# How much do newspaper photographers make?



## Sharkbait (Jan 2, 2005)

The local rag with a circulation of around 18K is looking for a photographer.  Any idea what that kind of position would pay?


----------



## mentos_007 (Jan 2, 2005)

here photographers get scores... I mean, that depends on how much space will his/her publ;ished photo take. If it's 1/4 of A4 they got 4 points and so on... after a month the boss sums up the score of a photographer and share the whole amount of cash that is for all photographers. So the more of your shots are published, the more you earn. But here it is about $600 for a month (remember it's Poland where the average salary for a citizen is $300)


----------



## LizM (Jan 2, 2005)

The general average seems to be $20,000 to $25,000 base plus bens and there should be a cut of reprints as well.  Ideally the paper supplies the photo equipment.

Some papers pay more but $20 to $25 seems to be a standard of sorts.  And a lot of papers don't even hire photographers as such.  They advertise for reporters who "can take pictures".

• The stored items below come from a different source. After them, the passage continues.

PR #464, opened 2017-06-29
Environment change

cshashwat:
Added ability to switch environments based on drop down menu in "About" tab. Also added fixes for Office UI fabric rendering issues on Safari

## Description

Users can now change their environments between:
- Production
- Edge
- Insiders

by way of a drop down menu in the "About" tab. Selecting an environment different from the one the user is currently in will first prompt the user to confirm his/her choice; afterwards, the app will reload in the new environment, including the runner panes, etc.

Once the user has switched from `localhost` to another environment, the user should clear the browser's local storage and cache for the `localhost` domain to switch back; other environments do not have the `localhost` option on the drop down.

## Motivation and Context

This change is intended to allow users to dogfood new Script Lab features/fixes in different environments.

## How Has This Been Tested?

Tested via sideloading local manifest into Office and into browser, to ensure that redirect worked.

Dropdown menu:

capture5

User confirmation before switching, after clicking OK button on 'About' dialog:

capture6

## Types of changes

## Checklist:


Zlatkovsky:
UI comment:  it feels like the switcher is placed somewhat randomly in the about screen. 
Should we instead create an "environment" category (visually, in terms of spacing), and then have `current: https://localhost:3000`, followed by `switch: <dropdown>`.  Nothing super fancy, just reorganizing the same information to make the environment feel like a single entity rather than placed in the middle of the screen and not logically grouped to the label above it.

image

config/env.config.js
```diff
@@ -55,5 +55,25 @@ const config = {
...
+            compilation.plugin('html-webpack-plugin-before-html-processing', function(htmlPluginData, callback) {
+                let htmlHead = htmlPluginData.html.match('<head>').index;
+                htmlPluginData.html = htmlPluginData.html.slice(0, htmlHead) + '<head>' +
+                    `<script>
+                        var newUrl = window.localStorage.getItem('environmentConfig');
+                        if (newUrl && !window.location.href.match(newUrl)) {
+                            window.location.href = newUrl + window.location.pathname;
+                        }
+                    </script>`
+                    + htmlPluginData.html.slice(htmlHead + 6);
```
Zlatkovsky: Nit, code style: could you place the ` + ` on the line above instead?

Zlatkovsky: I'm assuming 6 is the length of `<head>`?  Could you either put it as an inlined comment next to `6`, or just use `'<head>'.length` directly?

    htmlPluginData.html.slice(htmlHead + 6 /* '<head>' */);

or, better IMO

    htmlPluginData.html.slice(htmlHead + '<head>'.length);

config/env.config.js
```diff
@@ -55,5 +55,25 @@ const config = {
     }
 };
 
+const redirect = function(options) {
```
Zlatkovsky: I feel like `redirect` could use being more descriptive (out of context, would you think it's a verb? a noun?..).

Maybe `redirectionAppender` or `redirectionAdder`?  ... OK, neither sounds great either, but I'm sure there's something clever you can come up with :-)

config/webpack.common.js
```diff
@@ -155,6 +155,11 @@ module.exports = (prodMode) =>
                 filename: 'heartbeat.html',
                 template: './views/heartbeat.html',
                 chunks: ['polyfills', 'vendor', 'heartbeat'],
-            })
+            }),
+            new HtmlWebpackPlugin({
+                filename: 'tutorial.html',
+                template: './views/tutorial.html',
+            }),
+            new redirect({ options: '' })
```
Zlatkovsky: What are these options used for?  I don't see you use them above, either?

manifests/script-lab-edge.xml
```diff
@@ -17,7 +17,11 @@
     <AppDomain>https://github.com</AppDomain>
     <AppDomain>https://stackoverflow.com</AppDomain>
     <AppDomain>https://dev.office.com</AppDomain>
-    <AppDomain>https://bornholm-runner-edge.azurewebsites.net</AppDomain>  
+    <AppDomain>https://script-lab.azureedge.net</AppDomain>
+    <AppDomain>https://script-lab-runner.azureedge.net</AppDomain>
+    <AppDomain>https://bornholm-runner-edge.azurewebsites.net</AppDomain>
```
Zlatkovsky: Could you order these in some order like production => insiders => edge?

Check out www.journalismjobs.com for some good info.

Good luck!


----------



## mattvillano (Jan 2, 2005)

It's not the highest paying job in the world, but it can be fun if you enjoy it.  I took a class in photojournalism last semester with Thomas Franklin (he shot the firemen putting up the flag on 9/11)  He's helped me get freelance jobs with weekly papers where I make dirt but he works for a large daily in Bergen County NJ and he says the pay is pretty low, around 30K.   The whole industry is in a slump and is being bogged down by the big agencies and massive amounts of people trying to get into the field. But the paper does supply all the equipment.


----------



## doxx (Jan 2, 2005)

forget about it if you want to make some decent money.
You're better off working on your own - doing portraits
and weddings...


----------



## Hertz van Rental (Jan 2, 2005)

doxx said:
			
		

> forget about it if you want to make some decent money.
> You're better off working on your own - doing portraits
> and weddings...



In the UK a lot of the photographers for local papers do this as well to supplement their income - and often do work for more than one paper. The pay isn't very good. The big dailies don't seem to have staff photographers anymore but rely on freelancers. There are a lot of them. When you do get published in a national they pay per shot but it's decent money. Last one I did for a daily was about 5 years ago and I got £250 for one picture. But you have to submit a fair few to cover your costs every month. Unless you get a realy big exclusive....


----------



## danalec99 (Jan 2, 2005)

What about the photographers with the agencies (Magnum, VII etc) ?? Does anyone know if they are compensated well?


----------



## Shutterbug (Jan 4, 2005)

Jeez, I was ripped off. I did a summer job at this crappy paper over the summer and did some great work, and I got maybe 30 bucks a picture.

It's enough for a starting 16 year old, but still


----------



## raider (Jan 11, 2005)

man, I gotta scratch Poland off my 'places to retire' list.


----------